» Exercise goal
Could you restate every line of the data word for word?

'''

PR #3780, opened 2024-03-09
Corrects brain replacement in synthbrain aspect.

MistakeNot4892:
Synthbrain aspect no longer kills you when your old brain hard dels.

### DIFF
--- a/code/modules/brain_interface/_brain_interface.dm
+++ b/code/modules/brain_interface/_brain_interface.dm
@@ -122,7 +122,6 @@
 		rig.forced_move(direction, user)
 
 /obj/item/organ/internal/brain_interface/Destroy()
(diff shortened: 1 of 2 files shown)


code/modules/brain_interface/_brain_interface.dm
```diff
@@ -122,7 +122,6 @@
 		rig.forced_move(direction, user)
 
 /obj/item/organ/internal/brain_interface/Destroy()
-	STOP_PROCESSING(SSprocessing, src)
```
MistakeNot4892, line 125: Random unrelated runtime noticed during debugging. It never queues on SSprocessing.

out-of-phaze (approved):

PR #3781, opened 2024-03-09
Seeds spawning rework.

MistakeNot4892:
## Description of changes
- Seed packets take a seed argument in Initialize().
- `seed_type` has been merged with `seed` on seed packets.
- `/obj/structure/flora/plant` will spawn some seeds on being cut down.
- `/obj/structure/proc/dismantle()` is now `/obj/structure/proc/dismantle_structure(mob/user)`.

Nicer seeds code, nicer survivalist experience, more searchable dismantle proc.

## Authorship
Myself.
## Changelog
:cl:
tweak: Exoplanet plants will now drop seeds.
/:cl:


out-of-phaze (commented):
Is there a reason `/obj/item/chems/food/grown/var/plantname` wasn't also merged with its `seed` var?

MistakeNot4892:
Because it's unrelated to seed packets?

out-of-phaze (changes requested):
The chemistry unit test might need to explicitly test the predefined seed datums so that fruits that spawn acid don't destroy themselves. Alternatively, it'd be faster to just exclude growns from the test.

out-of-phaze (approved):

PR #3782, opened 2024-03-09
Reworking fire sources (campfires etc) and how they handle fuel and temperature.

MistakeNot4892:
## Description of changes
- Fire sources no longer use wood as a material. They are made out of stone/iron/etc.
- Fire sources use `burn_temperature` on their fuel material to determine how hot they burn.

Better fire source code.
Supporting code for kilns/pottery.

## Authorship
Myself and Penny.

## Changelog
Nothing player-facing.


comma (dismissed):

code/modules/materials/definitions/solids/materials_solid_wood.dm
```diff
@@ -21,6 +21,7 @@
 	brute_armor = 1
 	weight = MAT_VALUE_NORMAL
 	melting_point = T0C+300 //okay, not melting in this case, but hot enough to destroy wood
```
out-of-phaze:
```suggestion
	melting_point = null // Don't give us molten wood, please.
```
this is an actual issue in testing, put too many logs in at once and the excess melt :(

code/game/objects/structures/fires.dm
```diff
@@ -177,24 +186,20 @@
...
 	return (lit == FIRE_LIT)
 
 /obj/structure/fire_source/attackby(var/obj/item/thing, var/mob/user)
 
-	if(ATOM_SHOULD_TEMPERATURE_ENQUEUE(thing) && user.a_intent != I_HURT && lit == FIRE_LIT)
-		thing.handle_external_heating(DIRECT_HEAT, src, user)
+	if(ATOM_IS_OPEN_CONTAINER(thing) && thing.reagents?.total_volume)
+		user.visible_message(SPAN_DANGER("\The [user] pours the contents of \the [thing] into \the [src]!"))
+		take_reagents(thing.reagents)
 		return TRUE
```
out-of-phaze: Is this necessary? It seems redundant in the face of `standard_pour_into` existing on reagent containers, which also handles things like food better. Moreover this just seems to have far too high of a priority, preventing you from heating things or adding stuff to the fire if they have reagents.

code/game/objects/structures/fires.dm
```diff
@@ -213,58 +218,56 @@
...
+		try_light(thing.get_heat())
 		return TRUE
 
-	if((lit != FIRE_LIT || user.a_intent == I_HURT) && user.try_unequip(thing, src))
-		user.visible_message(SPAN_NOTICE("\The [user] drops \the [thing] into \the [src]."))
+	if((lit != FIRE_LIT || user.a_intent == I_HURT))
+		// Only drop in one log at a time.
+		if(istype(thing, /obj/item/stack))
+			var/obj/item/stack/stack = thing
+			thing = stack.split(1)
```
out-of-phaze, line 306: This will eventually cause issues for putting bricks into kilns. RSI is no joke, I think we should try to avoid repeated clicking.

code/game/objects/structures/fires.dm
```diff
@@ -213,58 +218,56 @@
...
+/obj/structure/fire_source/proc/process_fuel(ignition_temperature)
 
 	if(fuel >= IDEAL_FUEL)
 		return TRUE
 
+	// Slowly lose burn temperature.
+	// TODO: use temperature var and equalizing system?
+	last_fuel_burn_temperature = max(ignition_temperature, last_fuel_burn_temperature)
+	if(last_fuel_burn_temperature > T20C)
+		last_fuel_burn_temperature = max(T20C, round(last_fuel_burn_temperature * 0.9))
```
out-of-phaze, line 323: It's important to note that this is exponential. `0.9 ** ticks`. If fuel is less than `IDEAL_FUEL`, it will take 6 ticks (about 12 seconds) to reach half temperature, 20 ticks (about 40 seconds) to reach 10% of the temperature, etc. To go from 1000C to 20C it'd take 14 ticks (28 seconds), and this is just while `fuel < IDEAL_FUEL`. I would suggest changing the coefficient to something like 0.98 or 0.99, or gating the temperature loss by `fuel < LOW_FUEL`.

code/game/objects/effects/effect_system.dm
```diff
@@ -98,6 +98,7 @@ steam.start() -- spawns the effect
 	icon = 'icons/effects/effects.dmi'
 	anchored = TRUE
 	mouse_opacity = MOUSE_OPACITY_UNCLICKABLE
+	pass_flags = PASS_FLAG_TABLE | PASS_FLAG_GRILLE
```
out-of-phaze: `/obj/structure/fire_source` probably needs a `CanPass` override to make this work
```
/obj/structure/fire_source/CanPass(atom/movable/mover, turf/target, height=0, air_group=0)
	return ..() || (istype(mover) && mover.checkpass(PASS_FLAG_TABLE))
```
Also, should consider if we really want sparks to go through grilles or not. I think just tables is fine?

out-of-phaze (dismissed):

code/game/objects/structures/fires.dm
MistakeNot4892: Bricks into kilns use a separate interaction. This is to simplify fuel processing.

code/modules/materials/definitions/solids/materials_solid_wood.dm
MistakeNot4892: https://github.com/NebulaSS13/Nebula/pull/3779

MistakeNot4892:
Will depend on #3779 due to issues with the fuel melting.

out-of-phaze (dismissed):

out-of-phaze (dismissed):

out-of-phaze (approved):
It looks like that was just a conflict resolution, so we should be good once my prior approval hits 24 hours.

'''

» Solved exercise
PR #3780, opened 2024-03-09
Corrects brain replacement in synthbrain aspect.

MistakeNot4892:
Synthbrain aspect no longer kills you when your old brain hard dels.

### DIFF
--- a/code/modules/brain_interface/_brain_interface.dm
+++ b/code/modules/brain_interface/_brain_interface.dm
@@ -122,7 +122,6 @@
 		rig.forced_move(direction, user)
 
 /obj/item/organ/internal/brain_interface/Destroy()
(diff shortened: 1 of 2 files shown)


code/modules/brain_interface/_brain_interface.dm
```diff
@@ -122,7 +122,6 @@
 		rig.forced_move(direction, user)
 
 /obj/item/organ/internal/brain_interface/Destroy()
-	STOP_PROCESSING(SSprocessing, src)
```
MistakeNot4892, line 125: Random unrelated runtime noticed during debugging. It never queues on SSprocessing.

out-of-phaze (approved):

PR #3781, opened 2024-03-09
Seeds spawning rework.

MistakeNot4892:
## Description of changes
- Seed packets take a seed argument in Initialize().
- `seed_type` has been merged with `seed` on seed packets.
- `/obj/structure/flora/plant` will spawn some seeds on being cut down.
- `/obj/structure/proc/dismantle()` is now `/obj/structure/proc/dismantle_structure(mob/user)`.

Nicer seeds code, nicer survivalist experience, more searchable dismantle proc.

## Authorship
Myself.
## Changelog
:cl:
tweak: Exoplanet plants will now drop seeds.
/:cl:


out-of-phaze (commented):
Is there a reason `/obj/item/chems/food/grown/var/plantname` wasn't also merged with its `seed` var?

MistakeNot4892:
Because it's unrelated to seed packets?

out-of-phaze (changes requested):
The chemistry unit test might need to explicitly test the predefined seed datums so that fruits that spawn acid don't destroy themselves. Alternatively, it'd be faster to just exclude growns from the test.

out-of-phaze (approved):

PR #3782, opened 2024-03-09
Reworking fire sources (campfires etc) and how they handle fuel and temperature.

MistakeNot4892:
## Description of changes
- Fire sources no longer use wood as a material. They are made out of stone/iron/etc.
- Fire sources use `burn_temperature` on their fuel material to determine how hot they burn.

Better fire source code.
Supporting code for kilns/pottery.

## Authorship
Myself and Penny.

## Changelog
Nothing player-facing.


comma (dismissed):

code/modules/materials/definitions/solids/materials_solid_wood.dm
```diff
@@ -21,6 +21,7 @@
 	brute_armor = 1
 	weight = MAT_VALUE_NORMAL
 	melting_point = T0C+300 //okay, not melting in this case, but hot enough to destroy wood
```
out-of-phaze:
```suggestion
	melting_point = null // Don't give us molten wood, please.
```
this is an actual issue in testing, put too many logs in at once and the excess melt :(

code/game/objects/structures/fires.dm
```diff
@@ -177,24 +186,20 @@
...
 	return (lit == FIRE_LIT)
 
 /obj/structure/fire_source/attackby(var/obj/item/thing, var/mob/user)
 
-	if(ATOM_SHOULD_TEMPERATURE_ENQUEUE(thing) && user.a_intent != I_HURT && lit == FIRE_LIT)
-		thing.handle_external_heating(DIRECT_HEAT, src, user)
+	if(ATOM_IS_OPEN_CONTAINER(thing) && thing.reagents?.total_volume)
+		user.visible_message(SPAN_DANGER("\The [user] pours the contents of \the [thing] into \the [src]!"))
+		take_reagents(thing.reagents)
 		return TRUE
```
out-of-phaze: Is this necessary? It seems redundant in the face of `standard_pour_into` existing on reagent containers, which also handles things like food better. Moreover this just seems to have far too high of a priority, preventing you from heating things or adding stuff to the fire if they have reagents.

code/game/objects/structures/fires.dm
```diff
@@ -213,58 +218,56 @@
...
+		try_light(thing.get_heat())
 		return TRUE
 
-	if((lit != FIRE_LIT || user.a_intent == I_HURT) && user.try_unequip(thing, src))
-		user.visible_message(SPAN_NOTICE("\The [user] drops \the [thing] into \the [src]."))
+	if((lit != FIRE_LIT || user.a_intent == I_HURT))
+		// Only drop in one log at a time.
+		if(istype(thing, /obj/item/stack))
+			var/obj/item/stack/stack = thing
+			thing = stack.split(1)
```
out-of-phaze, line 306: This will eventually cause issues for putting bricks into kilns. RSI is no joke, I think we should try to avoid repeated clicking.

code/game/objects/structures/fires.dm
```diff
@@ -213,58 +218,56 @@
...
+/obj/structure/fire_source/proc/process_fuel(ignition_temperature)
 
 	if(fuel >= IDEAL_FUEL)
 		return TRUE
 
+	// Slowly lose burn temperature.
+	// TODO: use temperature var and equalizing system?
+	last_fuel_burn_temperature = max(ignition_temperature, last_fuel_burn_temperature)
+	if(last_fuel_burn_temperature > T20C)
+		last_fuel_burn_temperature = max(T20C, round(last_fuel_burn_temperature * 0.9))
```
out-of-phaze, line 323: It's important to note that this is exponential. `0.9 ** ticks`. If fuel is less than `IDEAL_FUEL`, it will take 6 ticks (about 12 seconds) to reach half temperature, 20 ticks (about 40 seconds) to reach 10% of the temperature, etc. To go from 1000C to 20C it'd take 14 ticks (28 seconds), and this is just while `fuel < IDEAL_FUEL`. I would suggest changing the coefficient to something like 0.98 or 0.99, or gating the temperature loss by `fuel < LOW_FUEL`.

code/game/objects/effects/effect_system.dm
```diff
@@ -98,6 +98,7 @@ steam.start() -- spawns the effect
 	icon = 'icons/effects/effects.dmi'
 	anchored = TRUE
 	mouse_opacity = MOUSE_OPACITY_UNCLICKABLE
+	pass_flags = PASS_FLAG_TABLE | PASS_FLAG_GRILLE
```
out-of-phaze: `/obj/structure/fire_source` probably needs a `CanPass` override to make this work
```
/obj/structure/fire_source/CanPass(atom/movable/mover, turf/target, height=0, air_group=0)
	return ..() || (istype(mover) && mover.checkpass(PASS_FLAG_TABLE))
```
Also, should consider if we really want sparks to go through grilles or not. I think just tables is fine?

out-of-phaze (dismissed):

code/game/objects/structures/fires.dm
MistakeNot4892: Bricks into kilns use a separate interaction. This is to simplify fuel processing.

code/modules/materials/definitions/solids/materials_solid_wood.dm
MistakeNot4892: https://github.com/NebulaSS13/Nebula/pull/3779

MistakeNot4892:
Will depend on #3779 due to issues with the fuel melting.

out-of-phaze (dismissed):

out-of-phaze (dismissed):

out-of-phaze (approved):
It looks like that was just a conflict resolution, so we should be good once my prior approval hits 24 hours.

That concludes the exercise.